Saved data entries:
-=-=-

PR #1329, opened 2023-03-13
[driver] Metadata extraction optimization

kyrylodolynskyi:
Here is an incomplete list of properties a driver operates with

- Running protocol
  - W3C
  - Appium
  - JSONWire
- Host environment
  - Device name
  - Platform name
  - Platform version
  - Browser name
  - Browser version
- Execution environment
  - Web
  - Native
- Viewport
  - Size
  - Orientation
  - Pixel ratio
  - Viewport scale
- Web specific
  - Current frame
- Native specific
  - Bar sizes
  - Safe area (for iOS)

Most of them could change in run time by a user out of our control, but we assume that nothing should change out of our control when a user gives us control over a driver. This is where the current optimization was built, using this assumption we extracted all of the metadata about a driver once we were given control over it. With time the amount of required metadata grew, and the process of extracting *all* of the metadata began taking an alarming amount of time, also not all of the metadata is always needed which creates even more confusion. So it is time to think about a more flexible solution where required metadata will be fetched lazily on demand and cached appropriately.


js/packages/core/src/classic/utils/take-dom-capture.ts
```diff
@@ -25,19 +25,22 @@ export async function takeDomCapture<TSpec extends SpecType>({
   settings?: DomCaptureSettings
   logger: Logger
 }) {
-  const isLegacyBrowser = driver.isIE || driver.isEdgeLegacy
+  const environment = await driver.getEnvironment()
+  const features = await driver.getFeatures()
```
zamboney, line 29: Just to make sure, because before this change there was `?`, is `getFeatures` always returns an `object`?

js/packages/core/src/open-eyes.ts
```diff
@@ -78,7 +79,7 @@ export function makeOpenEyes<TSpec extends SpecType, TDefaultType extends 'class
           testConcurrency: concurrency,
           concurrentRendersPerTest: (config as Config<SpecType, 'ufg'>)?.check?.renderers?.length ?? 1,
           node: {version: process.version, platform: process.platform, arch: process.arch},
-          driverUrl: driver?.remoteHostname,
+          driverUrl: driver?.getDriverUrl(),
```
zamboney, line 82: On purpose?

js/packages/core/src/ufg/get-nml-client.ts
```diff
@@ -10,7 +10,7 @@ type Options = {
 
 export function makeGetNMLClient({client, logger: defaultLogger}: Options) {
   const getNMLClientWithCache = utils.general.cachify(getNMLClient, ([options]) =>
-    client ? 'default' : [options.driver.sessionId, options.config],
+    client ? 'default' : [options.driver.guid, options.config],
```
zamboney, line 13: On purpose?

js/packages/driver/src/driver.ts
```diff
@@ -64,282 +74,389 @@ export class Driver<T extends SpecType> {
...
-    // NOTE: this is here because saucelabs does not provide right capabilities for the first call
-    await this._spec.getCapabilities?.(this.target)
-    const capabilities = await this._spec.getCapabilities?.(this.target)
-    this._logger.log('Driver capabilities', capabilities)
+  async refresh(): Promise<this> {
+    this._driverInfo = undefined
+    this._environment = undefined
+    this._viewport = undefined
+    this._features = undefined
+    this._helper = undefined
```
zamboney, line 96: Why not setting default values?

js/packages/driver/src/driver.ts
```diff
@@ -64,282 +74,389 @@ export class Driver<T extends SpecType> {
...
-          this._driverInfo.platformVersion = browserInfo.platformVersion ?? this._driverInfo.platformVersion
+    async function isEqualElements(
+      context: T['context'],
+      element1: T['element'],
+      element2: T['element'],
+    ): Promise<boolean> {
+      return spec.executeScript(context, snippets.isEqualElements, [element1, element2]).catch(() => false)
+    }
+
+    async function findContextReference(context: T['context'], contextInfo: any): Promise<T['element'] | null> {
```
zamboney, line 151: Is `any` legit here?

zamboney (approved):
Looking good, how much time is it saving?

js/packages/core/src/classic/utils/take-dom-capture.ts
kyrylodolynskyi: It is not needed any more

js/packages/core/src/ufg/get-nml-client.ts
kyrylodolynskyi: Yep. The session id to identify the driver wasn't reliable because not all of the drivers have session ids, also I need it here to be sync, so having a guide of driver instance is good enough.

js/packages/driver/src/driver.ts
kyrylodolynskyi: I don't understand. It is `undefined` by default. And I need to have a function to refresh the driver to re-calculate all of the values.

js/packages/driver/src/driver.ts
kyrylodolynskyi: Not really, but it wasn't the focus of this PR, it was there long before.

js/packages/driver/src/driver.ts
zamboney: So why set `undefined`? Do you check the existing of the property somewhere?

kyrylodolynskyi: I am setting undefined because I need it to be `undefined`. For example
1. I created a drive instance and all of its props are `undefined` by default.
2. I do something with the driver and some/all of the properties are populated. Once properties are calculated, they not going to be recalculated.
3. I reach a point when I need to refresh the state of the driver, so I cannot rely on the calculated properties anymore. This is when I need to refresh the properties.

zamboney: Understood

-=-=-

PROBLEM DESCRIPTION: Each line above that contains the word "there" should be returned.

WRITTEN ANSWER:
zamboney, line 29: Just to make sure, because before this change there was `?`, is `getFeatures` always returns an `object`?
kyrylodolynskyi: Not really, but it wasn't the focus of this PR, it was there long before.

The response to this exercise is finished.